PROBLEM REQUIREMENTS: Read each of the lines below and tally those with "locals"; the tally is the whole answer.

[Opening PROVIDED MATERIAL section]

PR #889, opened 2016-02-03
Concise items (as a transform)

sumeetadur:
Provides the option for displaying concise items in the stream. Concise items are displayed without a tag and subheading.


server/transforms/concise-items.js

[Closing PROVIDED MATERIAL section]
[Opening PROVIDED MATERIAL section]

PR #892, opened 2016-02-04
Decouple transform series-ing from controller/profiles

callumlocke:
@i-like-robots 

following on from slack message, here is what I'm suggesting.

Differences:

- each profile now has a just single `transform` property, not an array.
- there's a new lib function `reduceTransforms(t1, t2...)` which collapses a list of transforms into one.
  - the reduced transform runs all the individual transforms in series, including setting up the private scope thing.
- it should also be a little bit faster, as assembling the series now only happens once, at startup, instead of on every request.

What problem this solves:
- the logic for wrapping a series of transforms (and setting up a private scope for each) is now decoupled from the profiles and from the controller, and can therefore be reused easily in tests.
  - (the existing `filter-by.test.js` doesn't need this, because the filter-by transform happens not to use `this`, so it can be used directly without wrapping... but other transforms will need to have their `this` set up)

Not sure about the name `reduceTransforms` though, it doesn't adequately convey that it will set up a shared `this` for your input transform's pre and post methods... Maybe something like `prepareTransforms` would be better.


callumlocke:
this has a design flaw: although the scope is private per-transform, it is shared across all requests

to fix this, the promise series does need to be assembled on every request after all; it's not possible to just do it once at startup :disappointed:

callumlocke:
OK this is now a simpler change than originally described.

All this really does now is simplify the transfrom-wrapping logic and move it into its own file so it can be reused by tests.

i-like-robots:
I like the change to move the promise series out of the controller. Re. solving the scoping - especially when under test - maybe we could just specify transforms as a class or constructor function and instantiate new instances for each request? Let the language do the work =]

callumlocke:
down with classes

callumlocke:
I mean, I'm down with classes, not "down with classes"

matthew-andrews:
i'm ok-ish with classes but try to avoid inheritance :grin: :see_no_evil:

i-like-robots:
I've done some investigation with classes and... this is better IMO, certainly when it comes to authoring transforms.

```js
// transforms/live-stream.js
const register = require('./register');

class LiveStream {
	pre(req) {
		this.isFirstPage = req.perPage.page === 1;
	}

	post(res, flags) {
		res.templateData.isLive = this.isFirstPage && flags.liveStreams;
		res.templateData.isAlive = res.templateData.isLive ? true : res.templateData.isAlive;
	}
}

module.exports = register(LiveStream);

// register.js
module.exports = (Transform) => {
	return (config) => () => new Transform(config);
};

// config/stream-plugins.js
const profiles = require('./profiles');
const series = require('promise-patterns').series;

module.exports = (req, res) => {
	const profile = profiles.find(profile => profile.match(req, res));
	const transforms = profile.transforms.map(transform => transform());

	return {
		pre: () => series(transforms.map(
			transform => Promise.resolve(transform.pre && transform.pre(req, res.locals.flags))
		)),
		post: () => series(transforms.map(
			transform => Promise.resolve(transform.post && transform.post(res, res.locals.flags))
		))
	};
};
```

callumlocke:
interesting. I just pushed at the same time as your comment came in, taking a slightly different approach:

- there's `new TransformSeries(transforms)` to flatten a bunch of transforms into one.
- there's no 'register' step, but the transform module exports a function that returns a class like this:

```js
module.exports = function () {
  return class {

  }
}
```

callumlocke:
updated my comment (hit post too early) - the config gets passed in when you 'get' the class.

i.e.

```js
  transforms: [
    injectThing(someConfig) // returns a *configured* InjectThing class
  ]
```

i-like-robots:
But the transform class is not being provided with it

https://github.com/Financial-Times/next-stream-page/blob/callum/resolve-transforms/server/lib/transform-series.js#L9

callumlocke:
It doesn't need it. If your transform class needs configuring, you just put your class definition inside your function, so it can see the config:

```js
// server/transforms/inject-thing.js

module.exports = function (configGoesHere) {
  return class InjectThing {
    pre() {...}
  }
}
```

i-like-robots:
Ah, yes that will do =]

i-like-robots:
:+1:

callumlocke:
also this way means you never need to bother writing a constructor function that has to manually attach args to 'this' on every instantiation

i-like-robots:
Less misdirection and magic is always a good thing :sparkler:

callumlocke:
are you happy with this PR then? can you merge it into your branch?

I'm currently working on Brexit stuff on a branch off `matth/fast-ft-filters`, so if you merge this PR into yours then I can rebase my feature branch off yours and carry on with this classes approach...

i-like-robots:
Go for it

[Closing PROVIDED MATERIAL section]

FINAL ANSWER: 2